A perda de expressão de proteínas de reparo (MMR) em pacientes jovens com câncer de endométrio sinaliza Síndrome de Lynch, exigindo rastreio de tumores sincrônicos/metacrônicos, especialmente colorretal.
A Síndrome de Lynch é uma condição autossômica dominante causada por mutações nos genes de reparo do DNA (MLH1, MSH2, MSH6, PMS2). Em mulheres, o risco de câncer de endométrio iguala ou supera o risco de câncer colorretal. O diagnóstico histopatológico de adenocarcinoma endometrioide em pacientes com menos de 50 anos deve sempre levantar a suspeita. A imuno-histoquímica para proteínas MMR é o primeiro passo na triagem universal. O manejo cirúrgico envolve a retirada do útero e anexos, enquanto o estadiamento linfonodal evoluiu para o uso de linfonodo sentinela. A integração com o rastreio colorretal é mandatória para a sobrevivência a longo prazo dessas pacientes.
A perda de expressão das proteínas MSH2 e MSH6 por imuno-histoquímica é um marcador de instabilidade de microssatélites (MSI-H) e é altamente sugestiva de Síndrome de Lynch (HNPCC). Diferente da perda de MLH1, que pode ser esporádica por metilação do promotor, a perda de MSH2/MSH6 quase sempre indica uma mutação germinativa, exigindo aconselhamento genético e rastreio sistêmico para outros tumores, principalmente colorretal.

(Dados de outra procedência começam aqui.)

PR #1766, opened 2021-07-23
fix(module:select): duplicated tags

### LINKED ISSUE #1645: Select component in 'tags' mode is duplicating tags
### Describe the bug

The Select component in 'tags' mode is duplicating tags and producing unpredictable behavior. This seems to occur when at least two custom tags are inserted, the second one causing the first to get duplicated. Inserting additional tags does not cause any duplication, but trying to delete the duplicated tag causes the other tags to get duplicated also. This does not seem to affect the Values variable, which stores the correct data, without duplicates, altough it is presented incorrectly.

This can be easily reproduced in the 'Select' demo (https://antblazor.com/en-US/components/select), on the 'Tags' section. Initially, there is only one tag present (0f15). If one enters a new tag ('A', for example) and presses enter. Then a new tag ('B', for example), pressing enter again. This will cause the 'A' tag to be duplicated. Inserting other tags will not produce this behavior again, but trying to delete the second 'A' will produce unexpected results on the remaining tags.

image

anddrzejb:
### 🤔 This is a ...

- [ ] New feature
- [x] Bug fix
- [ ] Demo update
- [ ] Component style update
- [ ] Refactoring
- [ ] Code style optimization
- [x] Test Case
- [ ] Branch merge
- [ ] Other (about what?)

### 🔗 Related issue link
1. Fixes #1645 
2. Any mouse button click on "x" in selected item is removing it.

### 💡 Background and solution
1. `SelectOption` was being removed in the `Dispose()` method irrespective of it being selected. `Dispose` method now checks if `SelectOption` is selected and prevents removing.
2. Selected item will be removed only if the "x" receives left mouse button click.
### 📝 Changelog

| Language   | Changelog |
| ---------- | --------- |
| 🇺🇸 English |           |
| 🇨🇳 Chinese |           |

### DIFF
--- a/components/select/Select.razor.cs
+++ b/components/select/Select.razor.cs
@@ -12,6 +12,7 @@ using AntDesign.Select.Internal;
 using Microsoft.AspNetCore.Components;
 using Microsoft.AspNetCore.Components.Web;
 using OneOf;
+using OneOf.Types;
 
 #pragma warning disable 1591 // Disable missing XML comment
 #pragma warning disable CA1716 // Disable Select name warning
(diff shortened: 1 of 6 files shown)


ElderJames (approved):
LGTM

PR #1786, opened 2021-07-28
fix(module: select): fix null value

### LINKED ISSUE #1783: Select component will throw exception if the value is null
I am on version 0.84.  My guess was one of my select option item's value field is null. This is kind of my fallback option.
Right now, I work around it by enabling AllowClear and Placeholder. 

In order to verify my assumption, I modified Select.OnDataSourceChangeTests and changed the Person's Id type to string and set it as null. When I ran the test, exception was thrown at line 684. I guess we need to handle null value comparison.

image

image

anranruye:
### 🤔 This is a ...

- [ ] New feature
- [x] Bug fix
- [ ] Demo update
- [ ] Component style update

O tratamento padrão para o adenocarcinoma endometrioide FIGO grau 1, restrito ao corpo uterino (Estádio IA), é a histerectomia total extrafascial com salpingo-oforectomia bilateral. Atualmente, o mapeamento de linfonodo sentinela é a técnica preferencial para avaliação linfonodal em casos de baixo risco/risco intermediário, substituindo a linfadenectomia completa em muitos protocolos para reduzir morbidade.
Pacientes com Síndrome de Lynch têm um risco significativamente aumentado de desenvolver câncer colorretal ao longo da vida (até 80%). Frequentemente, o câncer de endométrio é o 'tumor sentinela' (o primeiro a aparecer). Dada a forte suspeita clínica e molecular, a colonoscopia é essencial para descartar uma neoplasia colorretal sincrônica que alteraria o planejamento cirúrgico e o prognóstico.